Tais analistas haviam lido a teoria de Freud sobre a sexualidade da seguinte forma: no início da vida o bebê se relaciona com pedaços de um objeto, nunca com um objeto inteiro. Até aí está tudo certo. De fato, para Freud os objetos com os quais a criança lida são objetos parciais (seio, fezes, pênis, clitóris). No entanto, e é nesse ponto que eles se afastam de Freud, pois admitiam que a criança vai amadurecendo ao longo do tempo, de modo que após o período de latência ela não mais se relaciona com objetos parciais, mas com um objeto inteiro e totalmente harmônico, capaz de satisfazer plenamente ao seu desejo. O neurótico seria, portanto, aquele infeliz que ainda permanece agarrado aos objetos parciais, não tendo amadurecido o suficiente para lidar com um objeto total. Em decorrência, o objetivo da análise seria levar o sujeito ao amadurecimento, isto é, ao ponto em que ele fosse capaz de se relacionar com um objeto pleno e harmônico.

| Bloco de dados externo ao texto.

PR #1367, opened 2022-05-10
[dbus] implement D-BUS API `GetSrpServerInfo`

superwhd:
This PR implements the D-BUS API `GetSrpServerInfo` for getting the information of the SRP server. 

This PR depends on the new SRP server APIs introduced in https://github.com/openthread/openthread/pull/7680 which is not merged yet. Hence it cannot pass the CI for now.

### DIFF
--- a/src/dbus/common/types.hpp
+++ b/src/dbus/common/types.hpp
@@ -41,6 +41,8 @@
 #include <string>
 #include <vector>
 
+#include <openthread/srp_server.h>
+
 namespace otbr {
 namespace DBus {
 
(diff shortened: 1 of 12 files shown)


src/dbus/common/types.hpp
```diff
@@ -36,6 +36,8 @@
 
 #include "dbus/common/error.hpp"
 
+#include <openthread/srp_server.h>
```
simonlingoogle, line 39: OT header should be below C++ standard header?

src/dbus/common/types.hpp
```diff
@@ -517,6 +519,61 @@ struct TxtEntry
...
 };
 
+enum SrpServerState : uint8_t
+{
+    OTBR_SRP_SERVER_STATE_DISABLED = 0, ///< The SRP server is disabled.
+    OTBR_SRP_SERVER_STATE_RUNNING  = 1, ///< The SRP server is running.
+    OTBR_SRP_SERVER_STATE_STOPPED  = 2, ///< The SRP server is stopped.
+};
+
+static_assert(OTBR_SRP_SERVER_STATE_DISABLED == static_cast<uint8_t>(OT_SRP_SERVER_STATE_DISABLED),
```
simonlingoogle, line 529: it works for enum with small number of values. 

What we do if the enum have tens of values?

src/dbus/server/dbus_thread_object.cpp
```diff
@@ -36,7 +36,9 @@
 #include <openthread/link_raw.h>
 #include <openthread/ncp.h>
 #include <openthread/netdata.h>
+#include <openthread/srp_server.h>
 #include <openthread/thread_ftd.h>
+#include <openthread/platform/alarm-milli.h>
```
simonlingoogle, line 41: What is this header used for?

simonlingoogle (approved):
LGTM 👍 

with small questions

src/dbus/common/types.hpp
superwhd: One possible way is that we define `OTBR_*` enums by applying a macro function on `OT_*` enums. In this way we can ensure that every `OTBR_*` enum has the same value as the according `OT_*` enum.
```
enum {
    DEFINE_OTBR_ENUM(A),
    DEFINE_OTBR_ENUM(B),
    ...
};
```

jwhui (approved):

Ora, como vimos ainda há pouco, isso não tem nada a ver com o que Freud sustentava. Para o pai da psicanálise, o neurótico que chega ao psicanalista não é um imaturo. Aliás, a idéia de “amadurecimento” não faz qualquer sentido em Freud. O neurótico que procura análise é apenas alguém que teima em achar que é possível encontrar esse objeto pleno, completamente satisfatório. Assim, o objetivo da análise, em Freud, é diametralmente oposto ao da análise da Escola da Relação de Objeto. Trata-se, na clínica freudiana, de levar o sujeito a se dar conta justamente de que o objeto pleno não existe, de que essa falta de objeto é estrutural na existência humana e de que é justamente ela que permite o exercício da criatividade e da plasticidade do desejo.

Quando Lacan cria o conceito de objeto a o que ele tem em vista é justamente dar corpo a essa falta de um objeto natural, adequado e harmônico para o ser humano. Para o analista francês (como também para Freud) nós nunca deixamos de nos relacionar com objetos parciais, com pedaços de pessoas. Em nossa fantasia fundamental, a qual regula de fato a nossa relação com o mundo, continuamos a ser ávidos bebês que desejam o seio da mãe porque o consideram uma parte perdida de si mesmos. E é justamente essa parte perdida de nós mesmos, para sempre perdida, que nós buscamos ao longo da vida. É essa parte perdida, para Lacan, o objeto com o qual nos relacionamos: um objeto que, por sua ausência, se faz presente, o objeto a.

Metapsicologia do emagrecimento (final)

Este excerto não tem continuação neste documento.